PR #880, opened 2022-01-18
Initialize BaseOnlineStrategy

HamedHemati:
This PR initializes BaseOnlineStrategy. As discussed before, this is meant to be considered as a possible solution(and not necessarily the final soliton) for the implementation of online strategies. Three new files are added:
+---+
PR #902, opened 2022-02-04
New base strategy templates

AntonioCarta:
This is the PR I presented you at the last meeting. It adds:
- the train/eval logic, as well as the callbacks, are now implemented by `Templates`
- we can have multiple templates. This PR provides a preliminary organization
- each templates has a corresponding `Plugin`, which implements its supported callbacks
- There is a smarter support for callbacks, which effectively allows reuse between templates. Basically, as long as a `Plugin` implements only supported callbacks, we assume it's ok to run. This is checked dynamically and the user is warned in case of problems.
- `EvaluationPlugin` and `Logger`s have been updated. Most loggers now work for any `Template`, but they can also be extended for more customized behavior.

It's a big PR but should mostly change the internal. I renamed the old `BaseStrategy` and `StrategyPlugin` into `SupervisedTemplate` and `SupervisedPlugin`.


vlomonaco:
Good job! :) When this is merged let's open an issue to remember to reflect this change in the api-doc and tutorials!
+---+
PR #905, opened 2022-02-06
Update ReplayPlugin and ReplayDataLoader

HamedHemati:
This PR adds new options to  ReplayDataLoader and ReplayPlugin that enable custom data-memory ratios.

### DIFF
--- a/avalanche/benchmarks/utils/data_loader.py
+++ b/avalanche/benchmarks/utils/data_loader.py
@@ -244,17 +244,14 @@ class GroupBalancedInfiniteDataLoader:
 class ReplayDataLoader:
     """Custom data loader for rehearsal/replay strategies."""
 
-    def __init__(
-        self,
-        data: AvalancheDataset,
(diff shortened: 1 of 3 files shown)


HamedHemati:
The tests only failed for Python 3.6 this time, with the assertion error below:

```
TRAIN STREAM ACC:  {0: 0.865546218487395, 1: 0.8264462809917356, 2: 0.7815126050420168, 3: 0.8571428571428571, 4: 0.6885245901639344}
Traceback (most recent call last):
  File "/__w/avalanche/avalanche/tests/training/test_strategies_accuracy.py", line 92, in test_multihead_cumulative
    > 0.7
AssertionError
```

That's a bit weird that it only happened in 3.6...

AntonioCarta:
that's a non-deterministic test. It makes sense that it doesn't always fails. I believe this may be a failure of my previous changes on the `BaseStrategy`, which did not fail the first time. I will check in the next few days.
+---+
Could you restate word for word the lines above, from the one that contains "New base strategy templates" through the one that contains "- There is a", and no others?

§ **TASK RESULT**
New base strategy templates

AntonioCarta:
This is the PR I presented you at the last meeting. It adds:
- the train/eval logic, as well as the callbacks, are now implemented by `Templates`
- we can have multiple templates. This PR provides a preliminary organization
- each templates has a corresponding `Plugin`, which implements its supported callbacks
- There is a smarter support for callbacks, which effectively allows reuse between templates. Basically, as long as a `Plugin` implements only supported callbacks, we assume it's ok to run. This is checked dynamically and the user is warned in case of problems.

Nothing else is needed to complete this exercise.